Trademark Appeal Case
文字の大小と称呼の類似性
本データベースは、特許庁の審決例をAIで解析・要約したものです。拒絶理由通知に対する意見書作成や、審判請求書等の作成時の参考としてお役立てください。
基本情報
| 審判番号 | 不服2005−8662(T2005−8662/J1) |
|---|---|
| 審判種別 | 不服 |
| 結論 | 敗訴(請求棄却) |
理由テキスト
1 本願商標
本願商標は、別掲のとおりの構成からなり、第25類「履物類,ブーツ,靴,スリッパ,木底靴,木靴,サンダル」を指定商品として、平成16年3月17日に登録出願されたものである。
2 原査定で引用した商標
原査定において、本願の拒絶の理由に引用した登録第2077738号商標(以下「引用商標」という。)は、「ART」の欧文字を横書きしてなり、昭和58年7月8日に登録出願、第22類「短ぐつ、長ぐつ、婦人ぐつ、オ−バ−シユ−ズ」を指定商品として、同63年9月30日に設定登録されたものであり、現に有効に存続しているものである。
3 当審の判断
本願商標は、別掲に示したとおり、「art」の文字をやゝデザイン化して表し、その左肩に、「+」と「×」の記号を不揃いな状態に組み合わせたかの如き図形を小さく配した構成からなるものである。
しかして、該図形部分は、特定の記号・符合を表したものとは認められないから、これより一定の称呼、観念が生ずるものとは認められず、また、上記の如き構成のもとにおいては、文字部分は、図形部分から視覚上明瞭に分離して看取されるものである。

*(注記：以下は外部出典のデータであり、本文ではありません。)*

PR #400, opened 2022-09-30
Update site baseUrl to fix RSS feed permalinks

keynmol:
This is what the links on the RSS feed look like now:

```
		<link>/typelevel.github.com</link>
			<link>/typelevel.github.com/blog/2022/09/19/typelevel-native.html</link>
			<link>/typelevel.github.com/blog/2022/09/12/tuple-announcement.html</link>
			<link>/typelevel.github.com/blog/2022/09/06/new-website-layout.html</link>
			<link>/typelevel.github.com/blog/2022/07/25/welcoming-new-steering-committee-members.html</link>
			<link>/typelevel.github.com/blog/2022/04/01/call-for-steering-committee-members.html</link>
			<link>/typelevel.github.com/blog/2022/01/19/governing-documents.html</link>
			<link>/typelevel.github.com/blog/2021/11/15/on-recent-events.html</link>
			<link>/typelevel.github.com/blog/2021/05/05/discord-migration.html</link>
			<link>/typelevel.github.com/blog/2021/04/27/community-safety.html</link>

```

Which doesn't play well with RSS viewers that load the page in an embedded browser.

You can verify this by `curl https://typelevel.org/blog/feed.rss | grep '<link>' | head`

The link is used here: https://github.com/typelevel/typelevel.github.com/blob/development/blog/feed.rss#L21

Note that I haven't built the site so I'm not 100% sure this is a safe change..

### DIFF
--- a/_config.yml
+++ b/_config.yml
@@ -16,7 +16,7 @@ permalink: pretty
 
 # Serving, url
 # ---------------------------------------------------------------
-baseurl: "/typelevel.github.com"
+baseurl: "https://typelevel.org"
 url: ""
 
 # Conversion


rossabaker (approved):
Seems right.  I'll test after publish.

PR #401, opened 2022-10-01
Revert "Update site baseUrl to fix RSS feed permalinks"

djspiewak:
Reverts typelevel/typelevel.github.com#400

Breaks the site. Let's roll this back while we fix.


samspills (approved):

rossabaker:
Sorry.  It didn't deploy until long after the action completed, so I went to bed.

PR #404, opened 2022-11-01
Add a social pointer to Mastodon

### LINKED ISSUE #403: Link to Mastodon with rel=me
This will allow verification of the profile.  More detailed instructions are on the profile page.  Do this before setting the website there.

jducoeur:
Specifically, our new official home at Fosstodon. This also serves as a verification link for Fosstodon, and the `rel="me"` is required, which is why it's being handled out-of-band from the other links; if we're comfortable always using `rel="me"` for social links, we could unify this.  (Opinions welcome.)

Fixes #403.

### DIFF
--- a/_data/nav-social.yml
+++ b/_data/nav-social.yml
@@ -6,6 +6,10 @@
   url: https://twitter.com/typelevel
   icon: "fab fa-twitter"
 
+- title: Mastodon
+  url: https://fosstodon.org/@typelevel
+  icon: "fab fa-mastodon"
+
 - title: Discord
   url: https://discord.gg/XF3CXcMzqD
   icon: "fab fa-discord"
--- a/_data/nav.yml
+++ b/_data/nav.yml
@@ -23,6 +23,10 @@ navSocial:
     url: https://twitter.com/typelevel
     icon: "fab fa-twitter"
 
+  - title: Mastodon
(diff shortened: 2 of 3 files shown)


rossabaker (approved):
[`rel=me`](https://microformats.org/wiki/rel-me) is useful when it's bidirectional, and harmless when it's unidirectional.  It would be appropriate to put on all the links, and then any services that link back would establish that verified relationship.

Concrete example: On https://indieweb.social/web/@rossabaker, Mastodon added `rel=me` to both my personal site and my Matrix handle.  rossabaker.com links back to Mastodon with a `rel=me`, so it's green.  matrix.to doesn't, and I can't make it do so, so it's not green.  Now you know that Mastodon is the same person as rossabaker.com, and if you trust one, you can trust both.   But we could both be pointing to someone else's Matrix, because Matrix doesn't link back.

samspills (approved):
Thank you 🎉

JasnaMRB (approved):

jducoeur:
Okay -- I think Ross and I are thinking along similar lines, so I'm going to rewrite this to do `rel="me"` everywhere.

jducoeur:
Updated.  Folks should give it a glance, just to make sure we're on the same page.

rossabaker (approved):

samspills (approved):

PR #412, opened 2023-01-04
Add filter tabs to Projects page

valencik:
Add `/projects/organization` and `/projects/affiliate` pages along with tab selectors.

All Projects:
allProjects

Organization Projects:
organizationProjects

Afilliate Projects:
affiliateProjects

### DIFF
--- a/_data/filter-projects.yml
+++ b/_data/filter-projects.yml
@@ -1,0 +1,9 @@
+- title: All Projects
+  url: /projects/
+  category: allProjects
+- title: Member
+  url: /projects/member/
+  category: member
+- title: Affiliate
+  url: /projects/affiliate/
+  category: affiliate
--- a/_data/filter-projects.yml
+++ b/_data/filter-projects.yml
@@ -1,9 +1,9 @@
 - title: All Projects
   url: /projects/
   category: allProjects
-- title: Member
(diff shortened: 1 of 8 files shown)


_data/filter-projects.yml
```diff
@@ -0,0 +1,9 @@
+- title: All Projects
+  url: /projects/
+  category: allProjects
+- title: Member
+  url: /projects/member/
```
rossabaker, line 5: We've called these Organization projects in the charter and in the proposed badges.

rossabaker (commented):
I wish the templates weren't so redundant, but that seems to be the way of things in this repository, and I don't have the Jekyll chops to do better.  I like the feature and think we should move forward.

_data/filter-projects.yml
valencik: oh oops, good catch

valencik:
The shields proposed in https://github.com/typelevel/governance/issues/72 do include the word `project`, should we stick with exactly that? Probably...

rossabaker (approved):
I think "project" on the badges is good because "Typelevel | Organization" looks weird.

zmccoy (approved):

samspills (approved):

PR #418, opened 2023-01-25
Consolidate project data to one yaml file

valencik:
This PR consolidates all the project data to one yaml files as done in https://github.com/typelevel/typelevel.github.com/pull/274 but without the categorization, which could perhaps come later in a separate PR.

It also makes sure cats comes first in the list of `cats-...` named projects.

Screen Shot 2023-01-24 at 9 44 19 PM

I've kept changes to a minimum here, but I feel like this would make it easier to maintain reasonable `category` values across all the projects. Or ensure that all projects have particular metadata.


valencik:
Just a quick note to self, if we go with this approach we'll want to update the migration template: https://github.com/typelevel/governance/blame/main/.github/ISSUE_TEMPLATE/2-project-migration.md#L22

zmccoy:
I think the single file is fine just ease of ordering etc.  We can just keep an eye on if this becomes a pain.

zmccoy (approved):

samspills (approved):
Also a fan of the single file, and yah not impossible to chunk back up into individual files if we want that in the future

PR #430, opened 2023-03-06
Setup dependabot

armanbilge:
This will keep the actions up-to-date, which would have prevented the current CI failures.


rossabaker (approved):
In my experience, this runs shortly after merge, so merging it now should get us the PRs that will get it to green.

PR #443, opened 2023-04-22
Add Natchez, Skunk, fs2-compress projects

valencik:
Adds Natchez and Skunk as per https://github.com/typelevel/governance/issues/94

Adds fs2-compress as per https://github.com/typelevel/governance/issues/90


_data/projects.yml
```diff
@@ -240,6 +248,9 @@
   description: "Operations for primitive and String singleton types"
   github: "https://github.com/fthomas/singleton-ops"
   affiliate: true
+- title: "Skunk"
```
samspills, line 251: Should we add the same category tag as doobie? "Principled database access"?

samspills (approved):

_data/projects.yml
valencik: I was thinking about that as well, but then thought the whole list of categories could use a review and didn't.
I might even steal the category label and use it for denoting platform support. I don't think the category label is carrying its weight.

jducoeur: Probably worth a conversation about what our taxonomy ought to be, yes.

PR #457, opened 2023-06-29
Use github-pages gem

kiendang:
Sometimes the deployed site looks different compared to one built locally. This is due to Github Pages using a different version of `jekyll` than the one currently defined in Gemfile. See https://pages.github.com/versions/. Can see `Warning:  github-pages can't satisfy your Gemfile's dependencies.` in the [deploy action](https://github.com/typelevel/typelevel.github.com/actions/runs/5414574615/jobs/9841829888).

This uses the [`github-pages`](https://github.com/github/pages-gem) gem instead of fixing a `jekyll` version to keep the locally built site in sync with the deployed site.


rossabaker:
I think this build might fail on the Nix derivation, but we can clean that up.

I like the approach.  If this doesn't work, we could stop letting GitHub run Jekyll and run our own Jekyll and just push the rendered site.  Then it's impossible to get out of sync.

kiendang:
> If this doesn't work, we could stop letting GitHub run Jekyll and run our own Jekyll and just push the rendered site. Then it's impossible to get out of sync.

I do like this, having more control over what gems and versions to use. Looks like the `github-pages` gem pulls in a bunch of unnecessary dependencies.

Also I'm not sure how github-pages works. Like does it respect `Gemfile.lock` at all or always use the latest version of the `github-pages` gem? Coz if it's the later then it would be hard to keep local dev env in sync.

rossabaker:
That's a good question.  Unless it specifically reads github-pages out of our Gemfile.lock, I don't think it would respect our build any more than it currently is.  It would just give us the means to get a build closer to theirs... if we could keep it synchronized with their releases.

An alternative here is to run our own pinned Jekyll in a publish action and push the rendered site to a branch with a `.nojekyll` file.  I think this is how sbt-microsites works.  But I'm willing to try this approach and see how hard that synchronization is in practice.

kiendang:
Now I'm pretty sure Github Pages will just use the latest version of the github-pages gem. One way to keep the dev env in sync is to set up dependabot to automatically bump the github-pages version in Gemfile.lock to the latest version. However if I understand correctly gemset.nix needs to be regenerated whenever Gemfile.lock changes? Would need to either manually regen gemset.nix whenever there's a new dependabot PR or set up another action for that.

PR #495, opened 2016-08-25
test and build changes to allow python 2.7 and python 3 to be used as…

sdickes:
basic build and test changes that allows the choosing of the python level (2.7 or 3.5) with the STREAMS_TOPOLOGYX_PYTHON environment variable.

### DIFF
--- a/com.ibm.streamsx.topology/opt/python/packages/streamsx/topology/context.py
+++ b/com.ibm.streamsx.topology/opt/python/packages/streamsx/topology/context.py
@@ -8,8 +8,7 @@ import json
 import subprocess
 import threading
 import sys, traceback
-
-import shutil
+from platform import python_version
 
 #
 # Utilities
@@ -60,6 +59,7 @@ def submit(ctxtype, graph, config = None, username = None, password = None):
     pythonrealfile = os.path.basename(pythonreal)
     pythonconfig = pythondir+"/"+pythonfile+"-config"
     pythonrealconfig = os.path.realpath(pythondir+"/"+pythonrealfile+"-config")
+    pythonversion = python_version()
 
     if config is None:
         config = {}
@@ -67,6 +67,7 @@ def submit(ctxtype, graph, config = None, username = None, password = None):
     # place the fullpaths to the python binary that is running and 
     # the python-config that will used into the config
     config["pythonversion"] = {}
+    config["pythonversion"]["version"] = pythonversion
     config["pythonversion"]["binaries"] = []
     bf = {}
     bf["python"] = pythonreal
--- a/com.ibm.streamsx.topology/opt/python/packages/streamsx/topology/context.py
+++ b/com.ibm.streamsx.topology/opt/python/packages/streamsx/topology/context.py
@@ -73,10 +73,6 @@ def submit(ctxtype, graph, config = None, username = None, password = None):
     bf["python"] = pythonreal
     bf["pythonconfig"] = pythonrealconfig
     config["pythonversion"]["binaries"].append(bf)
-    # also write the python-config path to a file that will be used 
-    # from within pyversion.sh 
-    with open('/tmp/'+os.environ['USER']+'.pythonconfig', 'w') as pf:
-      pf.write(pythonrealconfig)
 
     fj = _createFullJSON(graph, config)
     fn = _createJSONFile(fj)
--- a/com.ibm.streamsx.topology/opt/python/packages/streamsx/topology/context.py
+++ b/com.ibm.streamsx.topology/opt/python/packages/streamsx/topology/context.py
@@ -9,6 +9,8 @@ import subprocess
 import threading
 import sys, traceback
 
+import shutil
+
 #
 # Utilities
 #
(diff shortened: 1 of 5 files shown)


ddebrunner:

ddebrunner:
Couple of questions on STREAMS_TOPOLOGYX_PYTHON
* Why that name, since the x comes after streams in the project name? Just wondering there's an existing pattern for similar variables in any of the github toolkit. Why not use say PYTHONHOME since that is what is already used for setup?
* Who is expected to set this variable when not running in ant, e.g. pyversion.sh references it but that can be run outside of ant.

ddebrunner:
Since the plan is to support 2.7, I wonder why we don't default to just `python` rather than `python3` ?

With an anaconda install based upon Python 3.5 both python and python3 point to the same executable.

sdickes:
STREAMSX_TOPOLOGY_PYTHONHOME ?

The user also needs to set this at this point outside of our test setup as I could not find a way to pick up the correct libraries otherwise.

sdickes:
I will have to think about the anaconda case.

sdickes:
You actually mean using PYTHONHOME and using s Python binary from its bin directory.

ddebrunner:
Environment variables tend to be tricky with Streams, as you can't really depend upon them at runtime. As a user might set an env var when compiling an application but they have no control over environment variables in the instance. 

Then we have an existing standard PYTHONHOME variable that defines where Python is, how does any new variable interact with that. Note this is for how a user uses it, the envvar for the testing of topology is fine, but that's not how users interact with it.

We have two cases:

* Python application api - we should already know which Python is being run, because we are running in Python.
* SPL Operators - When the operator is created (extracted) we know what Python is being used, that should be the Python used in subsequent SPL compilations and executions.

Do we really need a new environment variable?

ddebrunner:
A minor thing on the testing setup, currently the test is tailored using ant properties of the form:
* `topology.toolkit.release`
* `topology.install.compile`

rather than environment variables or properties beginning with `streams`.

ddebrunner:
Maybe instead of changing `pyversion.sh` there should be a 2 version and a 3 version and at least for the python callables as SPL operators the operator model should be modified to call one or the other?

com.ibm.streamsx.topology/opt/python/packages/streamsx/topology/context.py
```diff
@@ -50,8 +51,33 @@ def submit(ctxtype, graph, config = None, username = None, password = None):
...
+    config["pythonversion"] = {}
+    config["pythonversion"]["version"] = pythonversion
+    config["pythonversion"]["binaries"] = []
+    bf = {}
+    bf["python"] = pythonreal
+    bf["pythonconfig"] = pythonrealconfig
+    config["pythonversion"]["binaries"].append(bf)
+    # also write the python-config path to a file that will be used 
+    # from within pyversion.sh 
+    with open('/tmp/'+os.environ['USER']+'.pythonconfig', 'w') as pf:
```
ddebrunner: This seems a somewhat unsafe mechanism to pass information between entities. In a shared environment then this will break.

ddebrunner:
Is it possible to split this pull request into separate ones so we can get some of the changes merged?

There are three separate changes being made here and it seems setting the python to use during the build is ok and the dlopen part is ok and ready to merge, but there still needs to be work done on the pyversion.sh approach.

Just don't want to have to re-review changes multiple times while we head towards a solution on an indepdendent part.

sdickes:
yes I agree. I talked this over with Will and he is looking at a way to utilize the information in the JSON file but it is not there yet. I wanted to get this commited for now so I can move forward.

sdickes:
Splitting the pull or backing out the pyversion.sh change is fine -- I can let it always use python3-config for now.

Any suggestions for the pyversion.sh support needed?

ddebrunner:
Maybe we need to figure out exactly what pyversion.sh is used for, now that the library is loaded dynamically by the initialization code.

com.ibm.streamsx.topology/opt/python/packages/streamsx/topology/context.py
```diff
@@ -50,8 +51,29 @@ def submit(ctxtype, graph, config = None, username = None, password = None):
     Returns:
         An output stream of bytes if submitting with JUPYTER, otherwise returns None.
     """    
+    # path to python binary
+    pythonbin = sys.executable
+    pythonreal = os.path.realpath(pythonbin)
+    pythondir = os.path.dirname(pythonbin) 
+    pythonfile = os.path.basename(pythonbin)
+    pythonrealfile = os.path.basename(pythonreal)
+    pythonconfig = pythondir+"/"+pythonfile+"-config"
```
wmarshall484: What's the purpose of `pythonconfig` compared to `pythonrealconfig`? I don't see `pythonconfig` being used.

ddebrunner:
test now

ddebrunner:
test now

ddebrunner:
I think an upgrade to Jenkins broke the github integration, I'm working on fixing it.

ddebrunner:
test now

com.ibm.streamsx.topology/opt/python/packages/streamsx/topology/context.py
sdickes: It is not needed and left over from my testing. I will remove line 60 when I do my next set of changes.

PR #506, opened 2016-08-29
Consistent region support API

ddebrunner:
Adds Java API for supporting consistent regions (starting at a source) in a topology:

* `TStream.setConsistent`
* new Java package `com.ibm.streamsx.topology.consistent`

API only, support is not yet implemented.


ddebrunner:
test now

そうとすれば、本願商標は、図形部分と文字部分とを常に一体不可分のものとして把握されるものとはいい難く、「art」の文字部分もそれ自体、独立して自他商品の識別標識としての機能を果たし得るものであるから、本願商標に接する取引者・需要者は、顕著に表された「art」の文字部分に着目して取引に当たる場合も決して少なくないものとみるのが相当である。
してみれば、本願商標は、該「art」の文字に相応して、単に、「アート」の称呼及び「芸術、美術」等の観念を生ずるものといわなければならない。
他方、引用商標は、前記2のとおりの構成からなるものであるから、その構成文字に相応して、「アート」の称呼及び「芸術、美術」等の観念を生ずるものである。
してみれば、本願商標と引用商標とは、「アート」の称呼及び「芸術、美術」等の観念を共通にし、加えて、本願商標と引用商標とは、全体の外観を異にするとしても、文字部分については、我が国においても親しまれている英単語の小文字と大文字の綴り字の差異にすぎないから、外観においても互いに共通する要素を有するものといわなければならない。そして、本願商標の指定商品は、引用商標の指定商品と同一又は類似する商品を含むものと認められる。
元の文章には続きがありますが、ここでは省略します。